We changed these mappings from `EAGER` (default) to `LAZY` to `@ManyToOne(fetch = FetchType.LAZY)` and got this result:
| with recursive grants as ( select descendantUuid, ascendantUuid from RbacGrants where descendantUuid = grantedId union all select ""grant"".descendantUuid, ""grant"".ascendantUuid from RbacGrants ""grant"" inner join grants recur on recur.ascendantUuid = ""grant"".descendantUuid ) select exists ( select $3 from grants where ascendantUuid = any(granteeIds) ) or grantedId = any(granteeIds) | 47538 | 0 | 0 |
insert into RbacGrants (grantedByTriggerOf, ascendantuuid, descendantUuid, assumed) values (currentTriggerObjectUuid(), superRoleId, subRoleId, doAssume) on conflict do nothing | 40472 | 0 | 0 |
Now, finally, the total runtime of the import was down to 12 minutes.
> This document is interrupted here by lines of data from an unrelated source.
PR #4077, opened 2023-12-02
Add medida metrics for cpu_insn, time excluding VM

jayz22:
# Description

Add medida metrics for cpu_insn, time excluding VM instantiation. So that we monitor their ratio.
Since cpu cost is dominated by VM, the current cpu/time ratio is masked by the VM calibration (which we have overestimated a bit heavily), which doesn't tell how effective our metering is in general . This new metrics will hopefully solve that.

# Checklist
- [ ] Compiles
- [ ] Ran all tests


graydon:
r+ 85654cf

This is repeatable, where originally, the import took about 25mins in most cases and just rarely - and for unknown reasons - 10min.
## Summary
That the import runtime is down to about 12min is repeatable, where originally, the import took about 25mins in most cases and just rarely - and for unknown reasons - just 10min.
Merging the recursive CTE query to determine the RBAC SELECT-permission, made it more clear which business-queries take the time.
Avoiding EAGER-loading where not neccessary, reduced the total runtime of the import to about the half.